Leccys are cool but they add nearly 20kg to the load when you add the battery. A worthwhile investment for dams and estuaries.


----------



## fisher (Aug 30, 2005)

Funda said:


> Apparently Dave Buttfeild from the fishing show "HOOKED" has one already.


I saw that particular episode on Fox the other day - I reckon he was fishing somewhere on the Gold Coast, catching bream and bass. He mentioned the electric fit a couple of times, indicating the bolt holes were ready made into the kayak for that purpose. The kayak he had (Elite??) had the sounder recess underneath as well.
It takes me long enough to get the kayak organised and packed as it is, i don't reckon i could be bothered mucking around with a leccy and battery too :lol:


----------



## Fishpod (Oct 11, 2006)

Is that the same Dave who loves the paternosker rig??????? The commentry on that show and his jewie DVD is sooooo funny! Seriously though - isn't it amazing the way kayaks are now almost another form of fishing tackle. A huge display is now in my local BCF. I heard that "Dizzy Borg " was also keen on fishing from a yak and at least another one of the Bream/bass pro guys too. I reckon a Leccy powered yak will always be in demand and to date it seems that the only option is a Viking Tempo, ( or modified Canoe etc). Great idea. Lets know how you like it if you get one Alan.


----------



## justcrusin (Oct 1, 2006)

Don't know about that one guys, did you see how low the back of that prowler was to the water. You would need to have some damn good rear scupper plugs and the wet patch would be worse than ever. I reckon the battery in the back is far too heavy for the prowler they haven't left any room to store the fish, a big bream would sink it :lol:

Cheers Dave


----------



## Guest (Jul 4, 2007)

Fishpod said:


> Is that the same Dave who loves the paternosker rig??????? The commentry on that show and his jewie DVD is sooooo funny! Seriously though - isn't it amazing the way kayaks are now almost another form of fishing tackle. A huge display is now in my local BCF. I heard that "Dizzy Borg " was also keen on fishing from a yak and at least another one of the Bream/bass pro guys too. I reckon a Leccy powered yak will always be in demand and to date it seems that the only option is a Viking Tempo, ( or modified Canoe etc). Great idea. Lets know how you like it if you get one Alan.

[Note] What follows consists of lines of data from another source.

PR #3333, opened 2026-07-17
fix(platform): forward backupStorage overrides to the backupstrategy-controller Package

### LINKED ISSUE #3245: docs(backup): documented cozy-default endpoint override via cozystack-platform Package has no effect
## Summary

`docs/operations/backup-classes.md` documents overriding the `cozy-default` backup S3 coordinates (`backupStorage.endpoint`, `region`, `systemSecretName`, etc.) by setting `spec.components.backupstrategy-controller.values` on the `Package cozystack.cozystack-platform` CR. This override has no effect: the platform chart never propagates those values to the `backupstrategy-controller` component, so an admin cannot point the default backup flow at an external or TLS S3 endpoint through the documented path.

## Evidence

- Documented override (does not work): `docs/operations/backup-classes.md` (section "Admin overrides for `cozy-default`") instructs:
  ```yaml
  kind: Package
  metadata:
    name: cozystack.cozystack-platform
  spec:
    components:
      backupstrategy-controller:
        values:
          backupStorage:
            endpoint: ...
  ```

I think you are right about the Tempo after seeing the links above, I have a lot of faith in Minn Kota after quite a few years using them in my stink boats.

Also from all reports off Floyds Tempo his mate has been using they really do sound like it's what Suzi needs, Floyds mate (big unit) liked Floyds so much he went out and bought one last week, but he got the Tempo 2 seater and wont shut up about it.

I think Justcruisin32 (Dave) is spot on about the Prowler leccy setup tho, and it's not really the type of boat I need to get for Suzi, she needs the stability of an Outback with the performance of the leccy Tempo, so I really feel our options are limited.

Weight and setup times are not an issue for us, most of our launch spots we can get to the waters edge with the vehicle.


----------



## spooled1 (Sep 16, 2005)

A leccy will add additional stability because the drive unit (10kg) is under the yak.


----------



## justcrusin (Oct 1, 2006)

Gday Alan, 
When i went fishing on glenbawn damn with kfdu, two guys there (Ricth72, and flyrods mate) both had tempos with leccies on them, The cruising speed for the prowler paddling was faster than the leccies but not by much (don't know what size leccies they had) and I think Buj had the same experience coming back down the damn with richo his prowler elite was paddling faster than the leccies.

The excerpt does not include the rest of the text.